Bild: So sieht das aus: ein menschliches Hüftgelenk.
BERLIN taz | Wenige Wochen nach dem Eklat wegen defekter Brustimplantate
kündigt sich in Europa ein weiterer Skandal um gefährliche Medizinprodukte
an, dessen Ausmaß die Gesundheitsschäden durch Silikonkissen in den
Schatten stellen dürfte: Wissenschaftler des britischen Fachjournals Lancet
forderten am Montag, Hüftprothesen aus Metall wegen ihres potenziell
giftigen Abriebs generell zu verbieten.
Ein weiterer Grund sei, dass Patienten mit Metallhüften weitaus häufiger
nachoperiert werden müssten als etwa Träger von Keramikhüften. Die
zuständigen EU-Aufsichtsbehörden wollten noch am Nachmittag erste
Konsequenzen während einer Telefonkonferenz zur Risikobewertung erörtern,
sagte ein Sprecher des zuständigen Bundesinstituts für Arzneimittel und
Medizinprodukte (BfArM).
Das Forscherteam um den Orthopädie-Professor Ashley Blom von der
Universität Bristol, auf die die Lancet-Autoren ihre Forderungen stützen,
hatte 400.000 Hüftoperationen aus einer Datenbank für England und Wales
analysiert, bei denen in den Jahren 2003 bis 2011 Implantate eingesetzt
wurden. Mehr als 31.000 davon waren Metall-auf-Metall-Prothesen, die
anderen aus Keramik oder Polyethylen.
Das Ergebnis: Wenn ein Gelenkkopf aus Metall auf eine Gelenkpfanne aus
Metall stößt, entsteht giftiger Abrieb, der in den Körper gelangen und dort
Entzündungen hervorrufen kann. Und: Je größer die Gelenkflächen der
Metall-auf-Metall-Implantate waren, desto größer war die Gefahr, dass sie
eines Tages ausgetauscht werden mussten. „Alle Patienten, die solche
Implantate haben, sollten gut überwacht werden“, schreiben die Forscher.
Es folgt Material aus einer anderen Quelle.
Issue #2938, opened 2019-06-22
2.17 - Terraform install -missing variable db_migrator.py 


jf-marquis-Adeo:
- [x] Update Forseti db_migrator.py to support custom database name for GCE
- [ ] Update Terraform and Helm Charts to support custom database name on GKE
---

Hello,
after installing 2.17 through terraform with specified db_name
 ` cloudsql_db_name                                    = "forseti-security"`
my forseti refuse to start...
after investigation i see that in /home/ubuntu/forseti-security/install/gcp/upgrade_tools/db_migrator.py database name is hardcoded :
`DEFAULT_DB_CONN_STR = 'mysql://root@127.0.0.1:3306/forseti_security'`
so db_migrator failed
`['/home/ubuntu/forseti-security/install/gcp/upgrade_tools/db_migrator.py']
Traceback (most recent call last):
  File "/home/ubuntu/forseti-security/.eggs/SQLAlchemy-1.2.18-py3.6-linux-x86_64.egg/sqlalchemy/engine/base.py", line 2228, in _wrap_pool_connect
    return fn()
  File "/home/ubuntu/forseti-security/.eggs/SQLAlchemy-1.2.18-py3.6-linux-x86_64.egg/sqlalchemy/pool.py", line 425, in connect
    return _ConnectionFairy._checkout(self)
  File "/home/ubuntu/forseti-security/.eggs/SQLAlchemy-1.2.18-py3.6-linux-x86_64.egg/sqlalchemy/pool.py", line 822, in _checkout
    fairy = _ConnectionRecord.checkout(pool)
  File "/home/ubuntu/forseti-security/.eggs/SQLAlchemy-1.2.18-py3.6-linux-x86_64.egg/sqlalchemy/pool.py", line 554, in checkout
    rec = pool._do_get()
  File "/home/ubuntu/forseti-security/.eggs/SQLAlchemy-1.2.18-py3.6-linux-x86_64.egg/sqlalchemy/pool.py", line 1250, in _do_get
    self._dec_overflow()
  File "/home/ubuntu/forseti-security/.eggs/SQLAlchemy-1.2.18-py3.6-linux-x86_64.egg/sqlalchemy/util/langhelpers.py", line 67, in __exit__
    compat.reraise(exc_type, exc_value, exc_tb)
[...]

PR #3206, opened 2019-09-16
Fix db_migrator.py script for customer Forseti DB name

gkowalski-google:
Updated the db_migrator.py script by using the FORSETI_DB_NAME environment variable for the Forseti database name. This is set via Terraform and the startup script. Will have some additional PRs for the GKE changes.

Addresses #2938 for GCE installations.


blueandgold:
This has been release in Forseti v2.21 release.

## Erhöhtes Krebsrisiko möglich
Bereits Ende Februar hatten die Fachzeitschrift British Medical Journal und
die britische Arzneimittelbehörde MHRA vor Gewebeschädigungen durch
Metall-auf-Metall-Gelenke gewarnt. Möglich seien ferner ein erhöhtes
Krebsrisiko und Schäden an Leber, Niere und Milz.
Das BfArM, das als Aufsichtsbehörde für Medizinprodukte dem
Bundesgesundheitsministerium unterstellt ist, erklärte, betroffene
Patienten hätten selbstverständlich Anspruch auf medizinische Nachsorge –
etwa bildgebende Diagnostik, um Brüche zu erkennen, oder regelmäßige
Blutuntersuchungen, um den Metallabrieb festzustellen. Die medizinischen
Fachgesellschaften seien hierüber informiert worden. Eine generelle
Empfehlung zum Ausbau der Metallhüften schloss das BfArM derzeit jedoch
aus.
Metallhüften galten bislang als robuster als etwa Keramikimplantate und
wurden daher vor allem Patienten empfohlen, die viel Sport treiben. Wie
viele Menschen in Deutschland betroffen sind, könne nicht gesagt werden, so
das BfArM – ein entsprechendes Implantateregister existiert nicht. Der
EU-Gesundheitskommissar John Dalli hat seine EU-weite, verpflichtende
Einführung nach dem Brustimplantate-Skandal gefordert.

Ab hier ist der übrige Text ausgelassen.